§ **INPUT RECORDS**:
+ + + +

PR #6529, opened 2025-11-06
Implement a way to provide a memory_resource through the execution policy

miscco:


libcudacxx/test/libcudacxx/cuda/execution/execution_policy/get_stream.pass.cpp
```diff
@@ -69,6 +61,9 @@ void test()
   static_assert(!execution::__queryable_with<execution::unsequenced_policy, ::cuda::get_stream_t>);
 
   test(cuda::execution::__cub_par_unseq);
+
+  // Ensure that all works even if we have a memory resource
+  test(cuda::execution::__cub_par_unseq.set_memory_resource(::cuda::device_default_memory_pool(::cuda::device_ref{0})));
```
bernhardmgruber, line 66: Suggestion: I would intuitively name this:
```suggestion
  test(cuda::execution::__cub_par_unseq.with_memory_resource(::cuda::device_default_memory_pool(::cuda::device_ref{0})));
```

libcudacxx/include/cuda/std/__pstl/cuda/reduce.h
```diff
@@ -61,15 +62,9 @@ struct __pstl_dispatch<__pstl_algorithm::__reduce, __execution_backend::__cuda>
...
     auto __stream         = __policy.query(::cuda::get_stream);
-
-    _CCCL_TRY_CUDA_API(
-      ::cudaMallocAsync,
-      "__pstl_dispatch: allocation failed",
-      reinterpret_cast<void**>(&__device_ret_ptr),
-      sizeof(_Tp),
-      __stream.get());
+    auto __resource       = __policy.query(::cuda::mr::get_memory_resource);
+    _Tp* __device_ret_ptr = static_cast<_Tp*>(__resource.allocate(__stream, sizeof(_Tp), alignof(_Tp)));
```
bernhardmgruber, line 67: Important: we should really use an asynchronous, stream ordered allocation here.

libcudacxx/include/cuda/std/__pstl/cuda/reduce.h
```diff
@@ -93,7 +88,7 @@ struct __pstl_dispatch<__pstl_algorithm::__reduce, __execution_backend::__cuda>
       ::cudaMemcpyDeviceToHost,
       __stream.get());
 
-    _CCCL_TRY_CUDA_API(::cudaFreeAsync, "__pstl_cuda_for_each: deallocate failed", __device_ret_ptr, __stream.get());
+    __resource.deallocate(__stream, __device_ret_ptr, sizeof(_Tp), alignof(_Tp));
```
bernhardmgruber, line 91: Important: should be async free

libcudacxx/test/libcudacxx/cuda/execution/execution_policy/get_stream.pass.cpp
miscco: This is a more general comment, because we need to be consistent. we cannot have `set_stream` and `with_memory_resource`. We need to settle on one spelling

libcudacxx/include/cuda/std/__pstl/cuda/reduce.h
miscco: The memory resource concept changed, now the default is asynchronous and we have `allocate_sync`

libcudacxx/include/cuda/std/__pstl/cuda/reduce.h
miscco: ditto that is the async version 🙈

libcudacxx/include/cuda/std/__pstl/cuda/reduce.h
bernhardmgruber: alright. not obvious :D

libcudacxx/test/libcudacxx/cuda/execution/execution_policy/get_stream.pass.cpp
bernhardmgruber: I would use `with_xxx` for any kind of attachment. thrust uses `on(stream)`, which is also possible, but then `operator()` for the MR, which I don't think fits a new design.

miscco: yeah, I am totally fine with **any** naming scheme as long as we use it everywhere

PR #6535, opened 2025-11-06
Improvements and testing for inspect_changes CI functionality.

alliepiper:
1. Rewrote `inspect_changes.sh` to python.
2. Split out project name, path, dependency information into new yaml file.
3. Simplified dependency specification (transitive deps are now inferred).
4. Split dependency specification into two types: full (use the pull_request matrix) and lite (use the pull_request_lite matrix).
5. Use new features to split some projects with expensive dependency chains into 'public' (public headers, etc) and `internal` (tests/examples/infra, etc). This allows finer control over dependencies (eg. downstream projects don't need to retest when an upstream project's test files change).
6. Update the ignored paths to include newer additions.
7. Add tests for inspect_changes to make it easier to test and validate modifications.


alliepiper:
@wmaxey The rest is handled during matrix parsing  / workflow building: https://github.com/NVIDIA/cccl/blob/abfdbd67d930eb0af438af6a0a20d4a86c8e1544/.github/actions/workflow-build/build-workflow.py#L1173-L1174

+ + + +

§ **ACTIVITY**: Produce a precise copy of all the material above.

§ **ANSWER BELOW**:
PR #6529, opened 2025-11-06
Implement a way to provide a memory_resource through the execution policy

miscco:


libcudacxx/test/libcudacxx/cuda/execution/execution_policy/get_stream.pass.cpp
```diff
@@ -69,6 +61,9 @@ void test()
   static_assert(!execution::__queryable_with<execution::unsequenced_policy, ::cuda::get_stream_t>);
 
   test(cuda::execution::__cub_par_unseq);
+
+  // Ensure that all works even if we have a memory resource
+  test(cuda::execution::__cub_par_unseq.set_memory_resource(::cuda::device_default_memory_pool(::cuda::device_ref{0})));
```
bernhardmgruber, line 66: Suggestion: I would intuitively name this:
```suggestion
  test(cuda::execution::__cub_par_unseq.with_memory_resource(::cuda::device_default_memory_pool(::cuda::device_ref{0})));
```

libcudacxx/include/cuda/std/__pstl/cuda/reduce.h
```diff
@@ -61,15 +62,9 @@ struct __pstl_dispatch<__pstl_algorithm::__reduce, __execution_backend::__cuda>
...
     auto __stream         = __policy.query(::cuda::get_stream);
-
-    _CCCL_TRY_CUDA_API(
-      ::cudaMallocAsync,
-      "__pstl_dispatch: allocation failed",
-      reinterpret_cast<void**>(&__device_ret_ptr),
-      sizeof(_Tp),
-      __stream.get());
+    auto __resource       = __policy.query(::cuda::mr::get_memory_resource);
+    _Tp* __device_ret_ptr = static_cast<_Tp*>(__resource.allocate(__stream, sizeof(_Tp), alignof(_Tp)));
```
bernhardmgruber, line 67: Important: we should really use an asynchronous, stream ordered allocation here.

libcudacxx/include/cuda/std/__pstl/cuda/reduce.h
```diff
@@ -93,7 +88,7 @@ struct __pstl_dispatch<__pstl_algorithm::__reduce, __execution_backend::__cuda>
       ::cudaMemcpyDeviceToHost,
       __stream.get());
 
-    _CCCL_TRY_CUDA_API(::cudaFreeAsync, "__pstl_cuda_for_each: deallocate failed", __device_ret_ptr, __stream.get());
+    __resource.deallocate(__stream, __device_ret_ptr, sizeof(_Tp), alignof(_Tp));
```
bernhardmgruber, line 91: Important: should be async free

libcudacxx/test/libcudacxx/cuda/execution/execution_policy/get_stream.pass.cpp
miscco: This is a more general comment, because we need to be consistent. we cannot have `set_stream` and `with_memory_resource`. We need to settle on one spelling

libcudacxx/include/cuda/std/__pstl/cuda/reduce.h
miscco: The memory resource concept changed, now the default is asynchronous and we have `allocate_sync`

libcudacxx/include/cuda/std/__pstl/cuda/reduce.h
miscco: ditto that is the async version 🙈

libcudacxx/include/cuda/std/__pstl/cuda/reduce.h
bernhardmgruber: alright. not obvious :D

libcudacxx/test/libcudacxx/cuda/execution/execution_policy/get_stream.pass.cpp
bernhardmgruber: I would use `with_xxx` for any kind of attachment. thrust uses `on(stream)`, which is also possible, but then `operator()` for the MR, which I don't think fits a new design.

miscco: yeah, I am totally fine with **any** naming scheme as long as we use it everywhere

PR #6535, opened 2025-11-06
Improvements and testing for inspect_changes CI functionality.

alliepiper:
1. Rewrote `inspect_changes.sh` to python.
2. Split out project name, path, dependency information into new yaml file.
3. Simplified dependency specification (transitive deps are now inferred).
4. Split dependency specification into two types: full (use the pull_request matrix) and lite (use the pull_request_lite matrix).
5. Use new features to split some projects with expensive dependency chains into 'public' (public headers, etc) and `internal` (tests/examples/infra, etc). This allows finer control over dependencies (eg. downstream projects don't need to retest when an upstream project's test files change).
6. Update the ignored paths to include newer additions.
7. Add tests for inspect_changes to make it easier to test and validate modifications.


alliepiper:
@wmaxey The rest is handled during matrix parsing  / workflow building: https://github.com/NVIDIA/cccl/blob/abfdbd67d930eb0af438af6a0a20d4a86c8e1544/.github/actions/workflow-build/build-workflow.py#L1173-L1174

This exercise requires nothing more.